Jooheon, karşısındaki yakışıklı adamı kırdığını düşündüğü için fazlasıyla üzülürken "H-hayır rahatsız etmedin. Sadece bunu sana daha önce söylemeliyim diye düşündüm. Üzgünüm, belki de seninle buraya hiç gelmemeliydim." dedi.
Changkyun, üzüntüsünü belli etmemek için kendini sıkarken ilk aşkının bu kadar çabuk bitmesinin verdi özgüven düşüklüğü ile "O zaman, yemeğini yediysen kalkalım mı? Hastaların seni bekliyor olmalı." dedi. Onunla bu şekilde ayrılmak onu fazlasıyla üzerken sevgilisi olan biriyle daha fazla devam edemezdi. Belki de aşk işlerine hiç bulaşmadan geri çekilmek onun için iyi olabilirdi.
Jooheon, başını salladı ve Changkyun'un hesabı ödemesiyle arabaya bindiler. Kafeye giderlerken ki gibi yol uzun değil, tam tersi çok kısa sürmüştü. Changkyun, arabayı hastanenin girişine çekerken ikisi de sessizdi.
Jooheon, arabadan inmeden önce son kez Changkyun'a baktı ve "Yemek için teşekkürler yeniden. Kısa sürse de seninle vakit geçirmek eğlenceliydi. Görüşmek üzere Changkyun." diyerek Changkyun'un bir şey demesine izin vermeden arabadan indi.
Changkyun ise arkasından bakmakla yetindi sadece.
○●○●
"Hey güzellik! Bugün bir işin var mı, yoksa seni kaçırmama izin verir misin?" Shownu, sevgilisinin odasının kapısını açıp kafasını içeri sokarken sordu. Öğlen vakti olduğu için herkes öğlen yemeğini yerken Shownu ise sevgilisini yemeğe çıkarmak için yemekhaneye inmemişti.
Minhyuk, arkasından gelen sesle irkilirken elindeki ilaç kutusunu düşürmüş ve bu yüzden ise arkasını dönerek sevgilisine kötü bir bakış atmıştı. Bu bakışa karşın ise Shownu, tavşan dişlerini göstererek "Aoh! Birileri sinirlendi." demiş ve kapıyı arkasından kapatarak Minhyuk'un burnunun dibinde belirmişti.
"Sinirinizi almamı ister misiniz Bay Son?" Shownu, Minhyuk sinirlensin diye sürekli ona 'Bay Son' diye seslenirdi ve karşılığında ise koluna koca bir tokat yerdi. Aynı şu an olduğu gibi Minhyuk, Shownu'nun yapılı koluna sert bir tokat atarken Showny ise acımış gibi yapmış ve yüzünü buruşturmuştu.

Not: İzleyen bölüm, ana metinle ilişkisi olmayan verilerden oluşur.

PR #281, opened 2024-11-20
Release 15.0

icemac:


sallner (approved):
LGTM. We have two times 'pytest' as keyword in the pyproject.toml, but that is a different issue.

icemac:
> LGTM. We have two times 'pytest' as keyword in the pyproject.toml, but that is a different issue.

I created #282 to fix this.

PR #283, opened 2024-11-20
Initial draft docs

filiplajszczak:
As there were no docs for the project apart from the README, I have created 
basic draft sphinx documentation. It is partially based on including sections 
from the README, but I have also added some additional information in more 
structured way.

The questions are where to host it and if the README should be kept in the 
current extensive form or if it should be shortened and the rest just kept 
in the docs. What is the right balance between the README and the docs?

I temporarily [hosted the draft docs on  PythonAnywhere](https://pytest-rerunfailures-draft-docs-fjl.pythonanywhere.com/) so it could be quickly viewed rendered.

The choice of theme and other bikeshedding can be done later, but I think 
it's a good start.

### DIFF
--- a/.gitignore
+++ b/.gitignore
@@ -10,6 +10,7 @@
 bin/
 build/
 dist/
+docs/_build/
 include/
 lib/
 pip-selfcheck.json
--- a/README.rst
+++ b/README.rst
@@ -1,8 +1,12 @@
 pytest-rerunfailures
 ====================
 
+.. START-SHORT-DESCRIPTION
+
 pytest-rerunfailures is a plugin for `pytest <https://pytest.org>`_ that
 re-runs tests to eliminate intermittent failures.
+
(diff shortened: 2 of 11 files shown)


icemac:
@filiplajszczak Hi! I really like this documentation. Thank you very much!
I'd suggest to host it on readthedocs.org and add a badge to the readme. (I can do both once the PR is merged.)

The PR is still in draft mode, what do you think is still needed to make it ready?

"Boşuna suratını buruşturma. Acımadığını ikimiz de biliyoruz." diyen Minhyuk'a karşı Shownu ise suratını asmış ve sevgilisine bakarak "Ama yine de bana kıyamıyorsun, ha?" diye sormuştu.
Minhyuk, bir süre sevgilisinin fazlasıyla yapılı vücuduna daha sonra ise vücuduna tezat olan şirin suratına bakmıştı. "Sana kıymaya çalışsam bile bu cüsseyle sana hiçbir şey olmaz." demiş ve Shownu'nun tombul yanağına bir öpücük bırakarak onun anında gevşeyen suratına sevgiyle bakmıştı.

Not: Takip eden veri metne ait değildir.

PR #438, opened 2021-02-24
Fix webflux error handling

nsev:
Currently (at least) `NflowNotFoundException`s seem to get mapped to 500 instead of 404.

### DIFF
--- a/nflow-rest-api-common/src/main/java/io/nflow/rest/v1/ResourceBase.java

"Kalbimi basit bir öpücükle çaldınız Bay Son. Ama bu vücudun enerji depolaması için yemek yemesi gerekiyor. Lütfen, bana eşlik edin." Shownu, yine akıllanmamış ve şirin suratlar yaparak Minhyuk'un burnunun dibine girmişti.

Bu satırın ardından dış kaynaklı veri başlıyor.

PR #441, opened 2021-03-09
Persist workflow instance query parameters to URL

eputtone:
Set the workflow instance query parameters to state, when search button is pressed. This again sets the parameters to URL, and reloads the search controller with the new query parameters, that are automatically used for making the actual query. When navigating away from the search page, browser back-button will work and the previous query result will be again rendered.

There's a corner case when first opening search page vs. searching without any criteria. The latter is handled by fake workflow definition type "all", which is ignored as a query parameter, but whose presence forces the search page to make the REST call.

### DIFF
--- a/CHANGELOG.md
+++ b/CHANGELOG.md
@@ -3,6 +3,7 @@
 **Highlights**
 - `nflow-explorer`
   - Sortable workflow definitions and instance search result table
+  - Persist workflow instance query parameters to URL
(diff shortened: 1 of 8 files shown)


efonsell (changes requested):
Just copy the PR description to the changelog :)

efonsell (approved):

PR #446, opened 2021-03-25
disable cache for oracle sequences

efonsell:


eputtone (approved):

nflow-engine/src/main/resources/scripts/db/update-7.2.5-x/oracle.update.ddl.sql
```diff
@@ -0,0 +1,17 @@
...
+/
+
+create or replace trigger nflow_workflow_action_insert
+  before insert on nflow_workflow_action
+  for each row
+declare
+begin
+  :new.id := nflow_workflow_action_id_seq.nextval;
+end;
+/
```
eputtone, line 17: Perhaps set nflow_workflow_action_id_seq to nflow_workflow_id_seq current value after replacing the trigger, so that there's minimal chance of colliding ids.

eputtone: Or action_seq=workflow_seq.nextval, as calling currentval requires calling nextval in the same session (if I remember my Oracle correctly from year 2004)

Minhyuk, hoşlanmıyormuş gibi yapsada sevgilisinin bu hareketleri onun çok hoşuna gidiyordu. Dışarıda herkese ateş püskürten Yüzbaşı Son Hyunwoo, onun yanına gelince âdeta minik bir kediye dönüşüyordu.
Minhyuk'a göre başına gelebilecek en güzel ikinci şey Shownu'ydu. Birinci şey ise doktorluğunu yaptığı askeri üsse atanmasıydı çünkü bu üs sayesinde tanışmıştı onunla. Her ne kadar askerlik hayalini gerçekleştiremese de sevgili bir şekilde onun hayallerini dolduruyordu.
Birkaç ay önce birlikte bir eve çıkmışlardı ve evleri bahçeli olması için Shownu özellikle tutmuştu o evi. Her hafta sonu birkaç saatini Minhyuk'un sakatlanmış bacağına ayırıyordu. Bazı egzersizler için ona yardım ediyor ve eskiye oranla topallamasını engellemeye çalışıyordu.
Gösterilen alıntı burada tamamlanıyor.